Il governo presieduto da Meloni ha preso una decisione significativa per stabilizzare la normativa riguardante il trasferimento di migranti dall’Italia all’Albania. In seguito alla decisione dei giudici di riportare nel nostro Paese 12 persone precedentemente sbarcate in Albania, il Consiglio dei Ministri, convocato d’urgenza dalla premier Meloni, ha approvato un decreto specifico lunedì sera. Il provvedimento ha subito delle modifiche rispetto alle aspettative iniziali. La parte relativa ai ricorsi contro le decisioni dei tribunali che non convalidano il trattenimento dei migranti è stata eliminata come richiesto dal Quirinale.
L’elenco dei Paesi sicuri è stato rivisto, in linea con le indicazioni fornite dalla recente sentenza della Corte di Giustizia dell’Unione Europea. Paesi come Camerun, Colombia e Nigeria, precedentemente considerati con eccezioni territoriali, sono stati esclusi.
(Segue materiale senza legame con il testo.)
PR #3111, opened 2021-06-28
refactor: Java migration for namespaced features migration

jackgerrits:


java/src/main/c++/jni_spark_vw.cc
```diff
@@ -384,24 +384,14 @@ JNIEXPORT void JNICALL Java_org_vowpalwabbit_spark_VowpalWabbitExample_clear(JNI
...
     JNIEnv* env, jobject exampleObj, jchar ns, jint weight_index_base, jdoubleArray values)
 {
   INIT_VARS
 
   try
   {
-    addNamespaceIfNotExists(all, ex, ns);
-
-    auto features = ex->feature_space.data() + ns;
+    auto& features = ex->feature_space.get_or_create_feature_group(weight_index_base, ns);
```
rajan-chari, line 394: How does this work?  Just gets the first feature group that matches ns?

java/src/main/java/org/vowpalwabbit/spark/VowpalWabbitExample.java
```diff
@@ -33,19 +33,34 @@
...
+
+        /**
+     * Adds the sparse features values to the supplied namespace.
+     *
+     * @param ns      the first character of the namespace.
+     * @param baseIndex the namespace hash (e.g. hash(namespace))
+     * @param indices the indices of each corresponding feature value.
+     * @param values  the feature values.
+     */
+    public native void addToNamespaceSparse(char ns, int baseIndex, int[] indices, double[] values);
```
rajan-chari, line 63: Wondering if there should be another addToNamespace overload that takes the whole namespace string.

jackgerrits: This is simply enabling the spark java interface to work with this. The spark java interface requires manual hashing of your own namespace and was an intentional decision when it was created for performance reasons.

java/src/main/c++/jni_spark_vw.cc
jackgerrits: To create a namespace you must know both the hash and index for it, so the creation function need the complete info for creation. Duplicates are not allowed, so if the hash already exists you get back that existing feature_group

Questo nuovo elenco è stato incorporato in un provvedimento con forza di legge per evitare interpretazioni discordanti rispetto alla “Direttiva Accoglienza”. I 19 Paesi sicuri identificati sono ora Albania, Algeria, Bangladesh, Bosnia-Erzegovina, Capo Verde, Costa d’Avorio, Egitto, Gambia, Georgia, Ghana, Kosovo, Macedonia del Nord, Marocco, Montenegro, Perù, Senegal, Serbia, Sri Lanka e Tunisia. Questo elenco sarà soggetto ad aggiornamenti regolari tramite provvedimento avente forza di legge.
La lista dei Paesi sicuri è ora sancita come norma primaria, da considerare obbligatoriamente dal giudice nelle sue valutazioni. Questo rafforza la posizione del governo nei confronti dei giudici, che finora hanno interpretato prevalentemente il diritto comunitario nelle loro decisioni sul trattenimento dei migranti. Con questa mossa, il governo intende regolare ancor di più la normativa italiana per consolidare la sua posizione rispetto ai tribunali e poter fare appello in modo più concreto.
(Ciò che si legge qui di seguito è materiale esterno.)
PR #3120, opened 2021-07-02
fix: Check label type for shared features, Resolves #3088

### LINKED ISSUE #3088: Shared features not working with --csoaa_ldf flag
#### Describe the bug
Using the `--csoaa_ldf m` flag on a dataset with shared features produces buggy output.

#### To Reproduce
1. Used this specific command line: `./vw --csoaa_ldf m ex.txt`
2. Used `ex.txt`:
```
shared | g
1:0 | Real_f Auto_f RealAuto_f
2:1 | Toy_f  Auto_f ToyAuto_f
3:1 | Real_f Air_f  RealAir_f
4:1 | Toy_f  Air_f  ToyAir_f
```

#### Expected behavior
Num weight bits = 18                                                                                                                                                                                                                                                                                                                                      learning rate = 0.5                                                                                                                                                                                                                                                                                                                                       initial_t = 0                                                                                                                                                                                                                                                                                                                                             power_t = 0.5                                                                                                                                                                                                                                                                                                                                             using no cache                                                                                                                                                                                                                                                                                                                                            Reading datafile = ex                                                                                                                                                                                                                                                                                                                                     num sources = 1                                                                                                                                                                                                                                                                                                                                           average  since         example        example  current  current  current                                                                                                                                                                                                                                                                                  loss     last          counter         weight    label  predict features                                                                                                                                                                                                                                                                                  0.000000 0.000000            1            1.0    known        1       16                                                                                                                                                                                                                                                                                                                                                                                                                                                                                                                                                                                                                                            finished run                                                                                                                                                                                                                                                                                                                                              number of examples = 1                                                                                                                                                                                                                                                                                                                                    weighted example sum = 1.000000                                                                                                                                                                                                                                                                                                                           weighted label sum = 0.000000                                                                                                                                                                                                                                                                                                                             average loss = 0.000000                                                                                                                                                                                                                                                                                                                                   total feature number = 16   


#### Observed Behavior
Num weight bits = 18                                                                                                                                                                                                                                                                                                                                      learning rate = 0.5                                                                                                                                                                                                                                                                                                                                       initial_t = 0                                                                                                                                                                                                                                                                                                                                             power_t = 0.5                                                                                                                                                                                                                                                                                                                                             using no cache                                                                                                                                                                                                                                                                                                                                            Reading datafile = ex                                                                                                                                                                                                                                                                                                                                     num sources = 1                                                                                                                                                                                                                                                                                                                                           Enabled reductions: gd, scorer, csoaa_ldf, shared_feature_merger                                                                                                                                                                                                                                                                                          average  since         example        example  current  current  current                                                                                                                                                                                                                                                                                  loss     last          counter         weight    label  predict features                                                                                                                                                                                                                                                                                  [warning] NAN prediction in example 1, forcing 0                                                                                                                                                                                                                                                                                                          [warning] NAN prediction in example 1, forcing 0                                                                                                                                                                                                                                                                                                          [warning] NAN prediction in example 1, forcing 0                                                                                                                                                                                                                                                                                                          [warning] NAN prediction in example 1, forcing 0                                                                                                                                                                                                                                                                                                          -340282346638528859811704183484516925440.000000 -340282346638528859811704183484516925440.000000            1            1.0    known        0       18                                                                                                                                                                                                                                                                                                                                                                                                                                                                                                                                                              finished run                                                                                                                                                                                                                                                                                                                                              number of examples = 1                                                                                                                                                                                                                                                                                                                                    weighted example sum = 1.000000                                                                                                                                                                                                                                                                                                                           weighted label sum = 0.000000                                                                                                                                                                                                                                                                                                                             average loss = -340282346638528859811704183484516925440.000000                                                                                                                                                                                                                                                                                            total feature number = 18     

#### Environment
Buggy behavior was in master branch, correct behavior was in old version.
Linux command line environment

bassmang:


vowpalwabbit/shared_feature_merger.cc
```diff
@@ -47,7 +47,18 @@ void predict_or_learn(sfm_data& data, VW::LEARNER::multi_learner& base, multi_ex
 
   multi_ex::value_type shared_example = nullptr;
 
-  const bool has_example_header = CB::ec_is_example_header(*ec_seq[0]);
+  bool has_example_header = false;
+  // TODO: Use label type from base when available -- currently hacky method to find label type
+  if (ec_seq[0]->l.cb.costs.size() > 0) { has_example_header = CB::ec_is_example_header(*ec_seq[0]); }
```
jackgerrits, line 52: A reduction should never read more than 1 label is a certain invocation. The label type should be checked in setup and then only that one checked

jackgerrits (changes requested):

vowpalwabbit/shared_feature_merger.cc
bassmang: Ok I added a static label_type to the shared_feature_merger namespace which is set in setup

jackgerrits: It should not be static, that means we can only ever use a single instance of shared_feature_merger

bassmang: Got it, removed static

vowpalwabbit/learner.cc
```diff
@@ -73,6 +73,10 @@ inline bool example_is_newline_not_header(example& ec, vw& all)
   // If we are using CCB, test against CCB implementation otherwise fallback to previous behavior.
   bool is_header = false;
   if (all.example_parser->lbl_parser.label_type == label_type_t::ccb) { is_header = CCB::ec_is_example_header(ec); }
+  else if (all.example_parser->lbl_parser.label_type == label_type_t::cs)
+  {
+    is_header = COST_SENSITIVE::ec_is_example_header(ec);
+  }
   else
   {
     is_header = CB::ec_is_example_header(ec);
```
lokitoth, line 82: Does it make sense to have this be a function, especially since you duplicate the logic in shared_feature_merger.cc?

There are a few other place we check for headers, too, and I am unsure whether they are doing it correctly in all situations:

* https://github.com/VowpalWabbit/vowpal_wabbit/blob/6335dd190d682bd98a01999a4b5b091ea69e6dae/vowpalwabbit/explore_eval.cc#L66
* https://github.com/VowpalWabbit/vowpal_wabbit/blob/21030f5c97b71f91224bfb44c4381316cf82efeb/vowpalwabbit/search.cc#L1277

(There are other places in search). If it is not clear what the right behaviour is for search, do not let it block this fix, though if you could create an issue tracking checking whether the is_example_header is properly checked in search assigned to me that would be appreciated.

Il Governo ha affrontato sia il principio oggettivo, che riguarda le eccezioni territoriali di ciascuno Stato; sia quello soggettivo, che si riferisce a determinate categorie di individui. Questa distinzione è stata fondamentale nelle recenti sentenze dei giudici della sezione immigrazione del tribunale di Roma, che hanno respinto la convalida del trattenimento dei migranti in Albania. La Corte di Giustizia Europea ha sottolineato l’importanza di considerare se un Paese sia effettivamente sicuro, evitando ogni forma di persecuzione, tortura o violenza indiscriminata.
La lista dei Paesi sicuri è stata elevata a norma primaria, conferendo maggiore autorità e obbligatorietà alla sua applicazione, in contrasto con i precedenti decreti ministeriali. Questo rafforzamento legislativo mira a rendere la posizione del governo più incisiva rispetto alle decisioni giuridiche basate sul diritto europeo.